= Adversary proceeding in bankruptcy (United States) =

Type of lawsuit

An adversary proceeding in bankruptcy is a type of lawsuit in the American legal system. It is distinguished from other suits by being filed in a United States bankruptcy court in connection with a larger bankruptcy proceeding.

==Procedure==
Adversary proceedings are governed by certain court rules found in Part VII of the Federal Rules of Bankruptcy Procedure and, in part, by the Federal Rules of Civil Procedure. A bankruptcy case may contain one or more adversary proceedings or (most commonly) none at all.

Other than their connection to a bankruptcy proceeding, adversary proceedings are largely similar to a standard lawsuit in federal district court. The suit is opened by a complaint filed with the Bankruptcy Court, and proceeds through the same stages of litigation, including discovery and trial (including jury trial in appropriate cases). The adversary proceeding may address claims to do with federal or state law, or in rare cases other law, as well.
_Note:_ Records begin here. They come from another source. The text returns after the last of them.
PR #104, opened 2017-10-24
Switch to just one target (no more -iOS -OSX)

AndrewSB:
I loosely followed http://promisekit.org/news/2016/08/Multiplatform-Single-Scheme-Xcode-Projects/, I built the new target on iOS & watchOS

This makes using swift-package-manager much easier


mdiep:
How does this relate to SwiftPM?

I'm generally against universal frameworks, but I'm willing to reconsider if there's a compelling reason.

AndrewSB:
I should have added more context, my apologies. This relates to SwiftPM in that it's easier to maintain one target instead of 4 in `Package.swift`. 

Would you care to share why you're against universal frameworks? If this change will negatively effect the framework we should abandon it. It's only value add is that it can simplify maintenance.

For even more context, you can look at our conversation about implementing the same thing for Moya at https://github.com/Moya/Moya/issues/818 and https://github.com/Moya/Moya/pull/967. 967 has review notes and potential downsides that may be relevant in our case

mdiep:
We should be able to have 4 schemes here and 1 target in Package.swift. The two are unrelated. (See https://github.com/ReactiveCocoa/ReactiveSwift/ for example.)



> Would you care to share why you're against universal frameworks? If this change will negatively effect the framework we should abandon it. It's only value add is that it can simplify maintenance.

I haven't found that universal frameworks simplify maintenance. Having everything separate makes it easier to understand what exactly is going on. But it can be hard to tell what build settings apply to which platforms or tell if there's any interference.

If the tooling (i.e. Xcode) were designed to use universal frameworks, it would be a different matter.

AndrewSB:
Interesting, I'll take a look.

I see, so it's like I'm working against the tool. I'll try to incorporate
that into my mindset. Great feedback, thanks Matt 🙃

I'll go ahead and close and change #105 so it doesn't depend on the change

PR #105, opened 2017-10-24
Swift package manager support!

AndrewSB:
Depends on #104


mdiep:
Thanks for the PRs! I'll get to this and your other PR as soon as I can, but I have a backlog of PRs to review. 😅

SwiftGit2/SwiftGit2.swift
```diff
@@ -0,0 +1,14 @@
...
+//  SwiftGit2
+//
+//  Created by Andrew Breckenridge on 10/23/17.
+//  MIT.
+//
+
+import libgit2
+
+// swiftlint:disable:next identifier_name
+static func SwiftGit2Init(_: Void) {
```
mdiep: This isn't equivalent to what was in the Obj-C version. The `__attribute__((constructor))` causes the function to run when the library is loaded. We'd need some sort of equivalent mechanism here. (It could probably be replaced with a well-placed `dispatch_once`.)

Package.swift
```diff
@@ -0,0 +1,26 @@
...
+    dependencies: [
+	  .package(url: "https://github.com/antitypical/Result.git", "3.0.0" ..< "4.0.0"),
+    ],
+    targets: [
+        // Targets are the basic building blocks of a package. A target can define a module or a test suite.
+        // Targets can depend on other targets in this package, and on products in packages which this package depends on.
+        .target(
+            name: "SwiftGit2",
+            dependencies: ["Result"],
+	    path: "SwiftGit2"),
```
mdiep: Formatting seems off here.

mdiep:
Thanks for the PR! It'd be great to support SwiftPM. ✨ 

Could you also add SwiftPM to CI when addressing the feedback above?

AndrewSB:
Not an issue! I'm probably going to take at least a couple weeks to get back around to this. If any other contributor would like to help, I'd take a PR on my fork to finish up spm support.

Also, in my opinion it makes more sense to add CI in a separate PR, but if you're sure you want it this way I'll oblige

mdiep:
> Also, in my opinion it makes more sense to add CI in a separate PR, but if you're sure you want it this way I'll oblige

I like adding it here so that we can have a good test that it works.

SwiftGit2/SwiftGit2.swift
AndrewSB: Great catch. In swift this should just be possible with a `static let`, I remember reading that it accomplishes the same result as the `dispatch_once` dance in Obj-C. Can we write a test for this?

mdiep: Looking at the documentation for `git_libgit2_init`, we might be able to just call this in `init` and `dealloc` of `Repository`.

mdiep: I'm not sure how to write a test for it. CI wasn't able to build with your changes. Do the tests successfully run without calling this?

AndrewSB: I wasn't sure either, let's circle back once CI for SwiftPM is up

AndrewSB:
Anyone else who sees this is welcome to contribute as well! 

## TODO before merge

- [ ] remove dependency on #104 
- [ ] Add CI support
- [ ] remove `static func SwiftGit2Init(_: Void)` and call from `init` and `dealloc` of `Repository`

PR #120, opened 2018-03-26
Fix mismatched status types

utahwithak:
Fixes this issue:
https://github.com/SwiftGit2/SwiftGit2/issues/119

Uses the libgit2 values to ensure no future problems arise.


mdiep:
This is great! Thanks for opening a PR. This approach is way better.

PR #122, opened 2018-03-27
Swift Package Manager

stonehouse:
Forked this PR #105 and continued working on it. I've got it so that ```swift build``` actually works, though it's using the system libgit2. You could hypothetically link to a static binary but I haven't gotten that working. I still need to get tests working (via swift test) but I need to get some of the test dependencies using Swift PM as well. Just thought I'd create the PR now and get your feedback. 

I initially just had the init call in ```Repository.init``` but it turned out to be necessary in some of the class funcs.

I've also renamed libgit2 to 'Clibgit' which is the recommended style by Swift PM. If you guys have an issue with that I can change it back, or potentially make that consistent throughout the project.


mdiep:
Thanks for working on this!

> I've also renamed libgit2 to 'Clibgit' which is the recommended style by Swift PM.

Can you point me to that recommendation? I wasn't aware of that.

I'm definitely not against doing that. I'd prefer to follow any recommendations. But:

1. It should probably be `Clibgit2`
2. I'd definitely want to make it consistent throughout the project

Package.resolved
```diff
@@ -0,0 +1,25 @@
+{
+  "object": {
+    "pins": [
+      {
+        "package": "Clibgit",
+        "repositoryURL": "git@github.com:stonehouse/Clibgit.git",
```
mdiep: Let's include this in the SwiftGit2 repository instead of using an external dependency.

SwiftGit2/SwiftGit2.swift
```diff
@@ -0,0 +1,18 @@
...
+#if SWIFT_PACKAGE
+	import Clibgit
+#else
+	import libgit2
+#endif
+
+// swiftlint:disable:next identifier_name
+let SwiftGit2Init: () = {
+    git_libgit2_init()
+}()
```
mdiep: Nice!

stonehouse:
Here's the documentation referring to C library naming conventions.
https://github.com/apple/swift-package-manager/blob/master/Documentation/Usage.md#require-system-libraries

Here's the excerpt
```
The convention we hope the community will adopt is to prefix such modules with C and to camelcase the modules as per Swift module name conventions. Then the community is free to name another module simply libgit which contains more “Swifty” function wrappers around the raw C interface.
```

I'm not so sure about naming repos like this simply "libgit2" but I do like the idea of prepending "C" to make it clear that this is literally just a C API.

Package.resolved
stonehouse: So, with Swift Package Manager it needs a separate repo to define the dependency. It's kind of weird now, rather than system modules being just another product, it is at the root of the package. I'm happy for you to fork my repo and then the dependency is owned by the same account. But as far as I can tell, you need a separate git repo to wrap the C binary. It's actually discussed in the section of the docs that I linked below.

mdiep:
Ha! That's funny that they use libgit2 as an example. I think `Clibgit2` is a better idea than `Clibgit` since the `2` is part of the name. But 👍 to the `C` prefix.

stonehouse:
Everything now uses "Clibgit2" as the module name. There seems to be a crash in the iOS tests finding the repo "repository-with-status". Is that a regression or was that already in master?

So, something I'd still like to do is get the tests running in Swift PM as well, but I think I need to get some of the dependencies to use Swift PM first. Apart from that everything should work, there's just the question of the external dependency. Maybe there's a way to include it in the repo, but it seems like SwiftPM is very much based on having separate repos for dependencies.

mdiep:
> So, something I'd still like to do is get the tests running in Swift PM as well, but I think I need to get some of the dependencies to use Swift PM first. Apart from that everything should work, there's just the question of the external dependency. Maybe there's a way to include it in the repo, but it seems like SwiftPM is very much based on having separate repos for dependencies.

I think Carthage's [`Package.swift`](https://github.com/Carthage/Carthage/blob/master/Package.swift) might shed some light on this. You don't define it as a dependency but as a target within the package AIUI.

stonehouse:
All the targets in Carthage are proper targets that have source files to be build. If you look at all those target folders they all have swift source files. Swift PM does support C/C++/Obj-C code as well, but again it needs to build all those. I haven't looked how complicated the libgit2 build is, but I imagine it's not trivial to get it building with Swift PM. What I've done is just make a system module package, which just links against a libgit2.dylib found in the system.

_Things I've tried_
1. Include a pkgConfig property in SwiftGit2, telling it to include libgit2.
```error: configuration of package 'SwiftGit2' is invalid; the 'pkgConfig' property can only be used with a System Module Package```
2. Create a 'Clibgit2' target in the SwiftGit2 Package.
```warning: target 'Clibgit2' in package 'SwiftGit2' contains no valid source files```

It seems like it's a limitation and or design choice currently that you need a separate repo. We could just have two separate "packages", but that's not currently supported either.

**Comment by stonehouse** [comment]
On a related note, if I try and link against the static libgit2 binaries in the External folder then I get the following error. Any idea what that is? With the current build you have to have the libgit2 dylib on your system.

```
Undefined symbols for architecture x86_64:
  "_iconv", referenced from:
      _git_path_iconv in libgit2.a(path.c.o)
     (maybe you meant: _git_path_iconv_init_precompose, _git_path_iconv , _git_path_iconv_clear )
  "_iconv_close", referenced from:
      _git_path_iconv_clear in libgit2.a(path.c.o)
  "_iconv_open", referenced from:
      _git_path_iconv_init_precompose in libgit2.a(path.c.o)
ld: symbol(s) not found for architecture x86_64
<unknown>:0: error: link command failed with exit code 1 (use -v to see invocation)
```

**Comment by mdiep** [comment]
Sorry for the delay on this. 😞 

The one-Package-per-repository limitation makes sense. We can keep it in a separate repo. When we're ready to merge this, I can create a `Carthage/Clibgit2` repository to host it.

> With the current build you have to have the libgit2 dylib on your system.

I can't tell this is in response to trying to move `Clibgit2` into this repo or if it's a problem that would prevent us from merging this. 😕

File: Package.resolved [hunk 3]
```diff
@@ -0,0 +1,34 @@
...
+        "state": {
+          "branch": null,
+          "revision": "5cc96d3222624a6b1e23dbaabaadbac284766643",
+          "version": "1.0.0"
+        }
```
mdiep: This `Clibgit` version needs to be removed.

mdiep: Meant to request changes, not approve. 🙈

mdiep:
> I can create a SwiftGit2/Clibgit2 repository to host it.

I've gone ahead [and created this](https://github.com/SwiftGit2/Clibgit2). You can open a PR there with the package contents.

twobitunicorn:
What is the scoop with this pull request?  I am working on Swift Package support now and it would be dreamy if this got in.

stonehouse:
Hi @twobitunicorn sorry I never got back to this. My PR probably needs a rebase, but it does work with SwiftPM. What doesn't work currently are the tests (via SwiftPM) because some of the test dependencies don't support SwiftPM. Apart from that, the Clibgit2 C-Module is hosted on my Github profile, I think it needs to be moved to /SwiftGit2. I used this with SwiftPM for a while myself, but I saw some random crashes performing some actions. The dilemma is that SwiftPM only really has support for including system libraries, and doesn't support referencing a random framework, so the Clibgit2 repo just points to the location of the system framework. So, effectively you're using a different libgit2 binary than you would via CocoaPods.

sja26:
@stonehouse I've fixed the SPM Tests issue and created a [pull request]( https://github.com/stonehouse/SwiftGit2/pull/2).

BilalReffas:
Feel free to reopen if after you working on this again.

PR #123, opened 2018-04-14
[WIP] Swift 4.1

DivineDominion:
I have trouble running the macOS tests, so this is not mergeable. But it's a start.

Things to discuss that I'd then change:

- [ ] Changing `deallocate(capacity: 1)` to `deallocate()` is a backwards-compatibility breaking change; should I wrap that in `#if swift` version checks instead?
- [ ] build an run the OSX tests (doesn't work for me because `@rpath/libswiftAppKit.dylib` cannot be loaded)
- [ ] fix SwiftLint version, e.g. by checking it out via CocoaPods and invoking the local version [like ReSwift does](https://github.com/ReSwift/ReSwift)

### DIFF
--- a/SwiftGit2/OID.swift
+++ b/SwiftGit2/OID.swift
@@ -27,12 +27,12 @@ public struct OID {
 		let result = git_oid_fromstr(pointer, string)
 
 		if result < GIT_OK.rawValue {
-			pointer.deallocate(capacity: 1)
+			pointer.deallocate()
 			return nil
 		}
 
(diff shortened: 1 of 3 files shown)


DivineDominion:
@mdiep can you run the macOS tests without problems? 🤔

mdiep:
I am able to run the macOS tests without issues.

DivineDominion:
Oh since a Swift 4.1 update was pushed in the past, we can forget about this one :)

PR #126, opened 2018-04-30
update to Swift 4

tengyifei:
@mdiep This is the first of a bunch of PRs!

========================================================

Travis does not recognize 9.3?

fix swift 4.1 deprecations

fix more swift 4.1 deprecation

use Xcode 9.3 in CI

PR #127, opened 2018-05-01
Git Add

tengyifei:
@mdiep This is the second PR after Swift 4.1 implementing `git add` by path. Once #126 is merged I can rebase this on top of master.


SwiftGit2/Repository.swift
```diff
@@ -583,6 +583,33 @@ final public class Repository {
 		return iterator
 	}
 
+	/// Get the index for the repo. The caller is responsible for freeing the index.
+	public func unsafeIndex() -> Result<OpaquePointer, NSError> {
```
mdiep: Let's not make this `public`. Unsafe operation should be kept internal.

mdiep:
This looks good apart from the one note above!

tengyifei:
@mdiep made that change!

PR #136, opened 2018-09-26
add Repository.isValid

DivineDominion:
Adds a boolean check that some libgit2 bindings have, too, to avoid the overhead of dealing with the real "open" return values.


mdiep:
Looks great! Thanks!

PR #125, opened 2020-10-06
2403 remove notes field

camgnostic:
Remove notes field and corresponding form and validation detritus, copying notes field value to comments field where it exists currently


indicators/models.py
```diff
@@ -1285,8 +1285,6 @@ class Indicator(SafeDeleteModel):
         _("Edit date"), null=True, blank=True, help_text=" "
     )
 
-    notes = models.TextField(_("Notes"), max_length=500, null=True, blank=True)
```
sanjuroj, line 1288: This may have already been addressed in the ticket, but the char length on the notes field is 500, while the length on the comments field is 225.  Maybe we need to increase length of comment field?

sanjuroj (approved):

PR #131, opened 2020-10-16
Gp slow program admin

camgnostic:


tola_management/programadmin.py
```diff
@@ -417,21 +413,115 @@ class ProgramAdminViewSet(viewsets.ModelViewSet):
...
+        """
+        # start with the correctly annotated-for-rf queryset:
+        queryset = Program.rf_aware_objects.all()
+        queryset = queryset.annotate(
+            # this counts users who are not mercy corps users (partner access) who have been assigned:
+            program_access_users_count=models.functions.Coalesce( # coalesce so None is 0 (summable later)
+                models.Subquery(
+                    ProgramAccess.objects.filter(
+                        program=models.OuterRef('pk'),
+                        tolauser__organization_id__gt=1
```
sanjuroj, line 431: Would it make sense to move away from using the hard coded id number of MC's org for these kinds of queries? 
 I assume we've done this all over the app (I'm sure I'm guilty of similar things), but setting up constants somewhere to store this info might be good.  Totally understand if you don't want to do it as part of this patch though.

sanjuroj (approved):
Looks great, just a couple of questions.  Great use of comments.

tola_management/programadmin.py
camgnostic: this is a really good thought, I've been using id != 1 or id = 1 for a while, but that's terrible practice.  I'm gonna file a backstage ticket to look for other instances, but I fixed it in this one

tola_management/programadmin.py
```diff
@@ -417,21 +414,118 @@ class ProgramAdminViewSet(viewsets.ModelViewSet):
...
+                    ).values('users_count')[:1],
+                    output_field=models.IntegerField()
+                ), 0
+            ),
+            # only mercy corps users can be given country-wide access, so count them with filters to minimize joins:
+            country_access_users_count=models.functions.Coalesce( # coalesce so None is 0 (summable later)
+                models.Sum( # sum because there may be multiple countries, each with a user count
+                    models.Subquery(
+                        CountryAccess.objects.filter(
+                            country=models.OuterRef('country'),
```
sanjuroj, line 445: Curious why this isn't `country__in=models.OuterRef('country')`, since Program.country is M2M.

sanjuroj (approved):

tola_management/programadmin.py
camgnostic: I found that the m2m join caused a summing problem - I'm not 100% sure why (m2m joins and annotations have unpredictable effects) so I went with country= and then a Sum, so what it's doing is counting the number of country users _per country_ and then adding them up for all the countries in the program.  That way it gets the right results - I'm not sure if there's a better way to do it?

The only limitation is that the suit must have some bearing on the liabilities or assets of the bankrupt debtor or the debtor's discharge.

Adversary proceedings may be filed by the bankruptcy trustee or by other parties. For example, a creditor may file an adversary proceeding to object to the debtor's discharge. Or, a debtor may commence an adversary proceeding against a creditor as a response to a violation of the automatic stay. Very commonly, the debtor-in-possession in a Chapter 11 reorganization of a business debtor will initiate adversary proceedings against a party with whom the debtor had an executory contract, against whom it had a claim in tort, or to whom it made a preferential transfer prior to filing for bankruptcy, intending to collect funds to maximize working assets.

An adversary proceeding is more formal than a contested matter. A contested matter in bankruptcy is governed by Rule 9014 of the Federal Rules of Bankruptcy Procedure.

A debtor can attempt to discharge student loans through bankruptcy by use of the adversary proceeding.